— Required action —
Taking the records below, count the lines in which "entity" appears and supply only the count.

— Saved data entries —
PR #8222, opened 2021-03-17
Raising exception when having empty intent or entity mapping in the domain

Imod7:
**Proposed changes**:
- Added an InvalidDomain exception when having an empty intent/entity mapping in the `domain.yml` file.

- [x] added two tests for the functionality


rasa/shared/core/domain.py
```diff
@@ -327,7 +327,21 @@ def _transform_intent_properties_for_internal_use(
...
-        properties.setdefault(USE_ENTITIES_KEY, True)
+        if properties:
+            properties.setdefault(USE_ENTITIES_KEY, True)
+        else:
+            raise InvalidDomain(
+                f"In the `domain.yml` file, the intent `{name}` cannot have value of"
+                f" `{type(properties)}`. This can happen if you add an intent with the"
+                f" `:` (colon character) after it and do not add any"
+                f" further information to this specific intent."
+                f" If you remove the `:` character it should work. Please see "
```
alwx, line 338: I would add more certainty to this phrase. Something like `You need to remove the ":" character to make it work.`

rasa/shared/core/domain.py
```diff
@@ -327,7 +327,21 @@ def _transform_intent_properties_for_internal_use(
         """
         name, properties = list(intent.items())[0]
```
alwx, line 328: Could you please also update the docstring for this function? 

It currently says the following: `intent: The intents as provided by a domain file.`
In fact, `intent` is just a single intent, not many of them. The current docstring is pretty confusing.

alwx (approved):
Approved but please take a look at the two small comments I've left :)

Imod7:
Hi @alwx ! Thank you so much for your review and constructive feedback! Please let me know if any further rewording is needed in the docstring or the exception.

After making the current changes for the empty **intent** mapping, I also thought that a user might also insert an empty **entity** mapping so in the `domain.yml` file maybe we get something like this :
```
entities:
  - cuisine:
```
instead of the correct one : 
```
entities:
  - cuisine
```
and the error we get when having the empty entity mapping is the following : 
```
TypeError: argument of type 'NoneType' is not iterable
```

I checked the code and saw that if I add a check [here](https://github.com/RasaHQ/rasa/blob/8f8da24b486e8d9fc66d5b13ab176ad1f40b6a03/rasa/shared/core/domain.py#L412), then instead of the error I can raise another InvalidDomain exception message.  
Should I add this check?  If yes, should I do it in the current PR or open a new Issue ? 
Thank you so much for your time!!! 🙏🏽

alwx (approved):

alwx:
Since it's a small change and because it's related to what you've done here, then I think it's perfectly fine to do it in the same PR. Don't forget to update the changelog entry in this case! :)

wochinge:
@joejuzl Do you have time for another quick review so this PR can get wrapped up?

joejuzl (approved):
LGTM

PR #8226, opened 2021-03-17
`_utter_responses` should handle `template` and `response`

### LINKED ISSUE #8223: `dispatcher.utter_message(template=...)` no longer works in a custom action
**Rasa version**: 2.4.0

**Rasa SDK version** (if used & relevant): 2.4.0

**Python version**:

**Issue**: 
`dispatcher.utter_message(template=...)` no longer works in a custom action. Nothing is uttered by the bot. This is related to the changes introduced in https://github.com/RasaHQ/rasa/pull/6964.

The debug logs between Rasa 2.2 & 2.4 look the same, up to this point, after the custom action executed:
```
# rasa 2.2
2021-03-15 16:01:13 DEBUG    rasa.core.processor  - Action 'action_show_balance' ended with events '[BotUttered('Your bank account balance is $49691.97.', {"elements": null, "quick_replies": null, "buttons": null, "attachment": null, "image": null, "custom": null}, {"template_name": "utter_account_balance", "init_account_balance": "49691.97"}, 1615838473.6100328)]'.
# rasa 2.4
2021-03-15 15:54:31 DEBUG    rasa.core.processor  - Action 'action_show_balance' ended with events '[BotUttered('None', {"elements": null, "quick_replies": null, "buttons": null, "attachment": null, "image": null, "custom": null}, {"template": "utter_account_balance", "init_account_balance": "52946.23"}, 1615838071.5593858)]'.
```

```

```

```yml

```

```yml

```

yennycheung:
**Proposed changes**:
- `_utter_responses` should handle `template` and `response`
- Fixes #8223 

**Manual testing**
I tested this on formbot. Before, formbot wasn't able to respond with `utter_wrong_num_people`. After the change, it was able to.


rasa/core/actions/action.py
```diff
@@ -625,7 +625,14 @@ async def _utter_responses(
         """Use the responses generated by the action endpoint and utter them."""
         bot_messages = []
         for response in responses:
+            generated_response = None
```
wochinge, line 628: can we please add a test for this? Should have been caught by a test in the first place.

yennycheung:
@wochinge, I want to ask for your opinion here. I think we should still make the sdk change now, so that the deprecation message would make sense. Any dependencies I need to be aware of? If we push the sdk change first, it'll also make sense to update these https://github.com/RasaHQ/rasa/blob/main/examples/formbot/actions/actions.py#L51

wochinge (commented):
> I want to ask for your opinion here. I think we should still make the sdk change now, so that the deprecation message would make sense. Any dependencies I need to be aware of? If we push the sdk change first, it'll also make sense to update these

I agree somewhat. My reasoning behind doing Rasa Open Source first was that this bug blocks users right now while a weird deprecation message isn't blocking for users. 

I'd make the SDK send both (`template` + `response`) keys for now to make the new SDK version keeps on working with older Rasa Open Source versions. 

Depends all a bit on your time. I can do the SDK change tomorrow morning to support you?

rasa/core/actions/action.py
yennycheung: > > I want to ask for your opinion here. I think we should still make the sdk change now, so that the deprecation message would make sense. Any dependencies I need to be aware of? If we push the sdk change first, it'll also make sense to update these
> 
> I agree somewhat. My reasoning behind doing Rasa Open Source first was that this bug blocks users right now while a weird deprecation message isn't blocking for users.
> 
> I'd make the SDK send both (`template` + `response`) keys for now to make the new SDK version keeps on working with older Rasa Open Source versions.
> 
> Depends all a bit on your time. I can do the SDK change tomorrow morning to support you?

I can do it later tonight. :) I think I'm already getting a lot of help from you. 🙏🏼

wochinge: Ok, that would be awesome! 🙌🏻  As reviewer of the PR I should have caught this and we are in this together so always happy to help.

yennycheung: Re: the test, I agree with you to add test coverage. This function is not a pure function so it's a bit hard to test. But I'll do my best. I need some time looking through how we do tests here, probably need to mock out a bunch of stuff. Unfortunately, I'm stuck in a bunch of meetings till later in the evening. But I'll come back to this in the evening. 🙏🏼

wochinge: I think you can just copy [this](https://github.com/RasaHQ/rasa/blob/97ae5f1fbf966aece39273928398a3b5d891495a/tests/core/test_actions.py#L241) test and change `"response": "utter_ask_cuisine"` to `"template": "utter_ask_cuisine"`

wochinge: + a `pytest.warns(...)` block to check for your deprecation warning

yennycheung: I'll take a look. Also it *is* actually a pure function, if it doesn't work out I'll just mock stuff.

wochinge: True. It's not public though. Might make sense mock the endpoint and and run the action through the public interface to be closer to the real world and not as reliant on the specific implementation.

yennycheung: Yeah the test you sent me was perfect 💯

yennycheung:
@wochinge, I looked into the SDK, but I got some questions, I'll ping you tomorrow. :)

rasa/core/actions/action.py
```diff
@@ -625,7 +625,14 @@ async def _utter_responses(
...
             generated_response = response.pop("response", None)
+            if not generated_response:
+                generated_response = response.pop("template", None)
+                rasa.shared.utils.io.raise_deprecation_warning(
+                    "The terminology 'template' is deprecated and replaced by 'response', use the `response` parameter instead of `template` in the dispatcher.",
```
wochinge, line 633: How about making this warning more actionable? E.g. upgrading to Rasa SDK xy or adapting their custom SDK?

wochinge (approved):
Looks great! I'd update the deprecation message to make it more actionable but great change otherwise.

rasa/core/actions/action.py
```diff
@@ -625,7 +625,17 @@ async def _utter_responses(
...
         bot_messages = []
         for response in responses:
+            generated_response = None
             generated_response = response.pop("response", None)
+            if not generated_response:
+                generated_response = response.pop("template", None)
+                rasa.shared.utils.io.raise_deprecation_warning(
+                    "The terminology 'template' is deprecated and replaced by "
+                    "'response', use the `response` parameter instead of "
+                    "`template` in the dispatcher. You can do that by upgrading "
```
wochinge, line 635:
```suggestion
                    "`template` in 'dispatcher.utter_message'. You can do that by upgrading "
```

wochinge (approved):

wochinge (changes requested):
@yennycheung Can you please rebase this to be merged into 2.4.x?

yennycheung:
Thanks @wochinge. I created a new PR pointing to 2.4.x at https://github.com/RasaHQ/rasa/pull/8239

Issue #7827, opened 2021-01-27
Create CI check to detect training memory leaks


joejuzl:
**Description of Problem**:
We recently identified a memory leak in the training of Rasa models.
This leak was on the main branch, but only detected when it got so bad due to a new [change](https://github.com/RasaHQ/rasa/pull/7438) that it was crashing CI test workers.
After much investigation the leak was narrowed to down to a bit of tensorflow code and [fixed](https://github.com/RasaHQ/rasa/pull/7817).
Ideally this memory leak would have been caught sooner, as it would have affected users.
The leak was apparent when either training with a high number of epochs, or training multiple times (like in the test suite).
We would like to have an automated check to test that we don't introduce another memory leak.

**Overview of the Solution**:
Tensorflow memory leaks can be hard to identify and fix as they often occur when the graph is being executed which could be in c code for example. This means the "leaking" variables are often not visible when looking at all the python objects in the interpreter. However you can identify if a memory leak exists by looking at the total memory usage of the process.
We used https://pypi.org/project/memory-profiler/ to track the memory usage of a python process when training the TED model to find the leak mentioned above.
This tool tracks the total memory usage over time and writes it to a file which can be parsed or plotted.
To use this in a automated fashion we could:
  - Create a test which trains a a model with dummy data but a high number of epochs
  - Run this python process wrapped in the profiler
  - Analyse the output to see the trend of the total memory usage

We could have a threshold that if crossed fails the test, e.g. 1GB

**Definition of Done**:
- [ ] The check can identify the bug that is mentioned in the description.
- [ ] The check works in the CI.
- [ ] The check works locally.

PR #8249, opened 2021-03-18
add automated memory leak tests

wochinge:
**Proposed changes**:
- fix https://github.com/RasaHQ/rasa/issues/7827
- add two checks to detect memory leaks during training:
  - for the training of the core policies
  - for the training of the NLU components
- add new marker  `category_performance` which runs the memory leak tests as separate job of the python test suite 

You can find different plots [here](https://www.notion.so/rasa/Create-CI-check-to-detect-training-memory-leaks-118d0e2f9cba4aa2aa0fd5e187a1ab78#ff09cf92a23f4b6e8b0cbac170983162)


wochinge:
It's not passing yet, but would be great to get some feedback @joejuzl @twerkmeister . To be honest I somewhat doubt the the sense of running this on infrastructure which we don't control.

joejuzl:
> To be honest I somewhat doubt the the sense of running this on infrastructure which we don't control.

This is why I would opt for a simple threshold. If memory usage is higher than expected on _any_ infrastructure it indicates a problem. Also if any of our test jobs go over 4gb they are going to fail anyway - so we should catch it earlier.

twerkmeister:
Will look into it tomorrow morning!

twerkmeister:
@wochinge I think this is a great additional testing tool 🥇 ! Will have to think about implications and possible edge cases a bit more, but I think this is a really good start for catching memory leaks. I assume we will add additional cases and tweaks over time. 

Only one limitation came to my mind so far. Afaik the memory profiler only concerns itself with the main memory of the machine, but not the graphics card memory. So if you run this on a machine with the necessary hardware and software for our neural network models, these might get pushed on the graphics card and you won't see that memory with the profiler. I think this is not a concern for the ci infrastructure, but if we want it to work in a similar fashion across all sorts of machines, this could be a pitfall. If we care about this, you could possibly set some config / env variable in the tests that would force models onto the CPU thus making them visible to the profiler.

twerkmeister:
Just ran `make test-performance` locally on my Laptop. It worked and took about 9 minutes which seems in line with the 11min it took on the ci infrastructure

twerkmeister:
Wondering whether we should have real data for the nlu case? Maybe a very small subset of multiwoz? I think this would cover some additional ground when components are susceptible to leaks with regards to number of different words or patterns in the data.

virtualroot (approved):

tests/test_memory_leak.py
```diff
@@ -0,0 +1,169 @@
...
+    ) -> None:
+        # Run as separate process to avoid other things affecting the memory usage.
+        # Unfortunately `memory-profiler` doesn't work properly with
+        # `multiprocessing.Process` as it can't handle the process exit
+        process = subprocess.Popen(
+            [
+                sys.executable,
+                "-c",
+                (
+                    f"from tests.test_memory_leak import {self.__class__.__name__}; "
```
joejuzl, line 69: Is it possible to get this bit `from tests.test_memory_leak` dynamically too?

tests/test_memory_leak.py
```diff
@@ -0,0 +1,169 @@
...
+        max_memory_usage = max(results, key=lambda memory_time: memory_time[0])[0]
+        assert max_memory_usage < self.max_memory_threshold_mb
+
+    @staticmethod
+    def _write_results(base_name: Text, results: List[Tuple[float]]) -> None:
+        mprof_plot = Path(f"{base_name}_plot.txt")
+        mprof_results = Path(f"{base_name}_raw.json")
+
+        # plot this via `mprof plot mprof_result.txt`
+        with open(mprof_plot, "w+") as f:
```
joejuzl, line 103: Why `"w+"`?

joejuzl (approved):
Nice job! Really like the way you've made the generic class 👍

— Your solution —
4